### [WHAT IS BEING ASKED]
Your task is to gather the lines below that hold the string "exceptions".

### [INFORMATION PROVIDED]
-- Opening Marker --

Issue #116, opened 2016-06-15
Some nullable operations can throw exceptions


TotalVerb:
Not all of the operations defined [here](https://github.com/JuliaStats/NullableArrays.jl/blob/master/src/operators.jl) are safe, because some operations are not defined on the entire domain, even if the types are bitstypes. Null values should not cause exceptions, especially in unpredictable ways.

-- Closing Marker --

### [ANSWER FOR THE TASK]
Some nullable operations can throw exceptions
Not all of the operations defined [here](https://github.com/JuliaStats/NullableArrays.jl/blob/master/src/operators.jl) are safe, because some operations are not defined on the entire domain, even if the types are bitstypes. Null values should not cause exceptions, especially in unpredictable ways.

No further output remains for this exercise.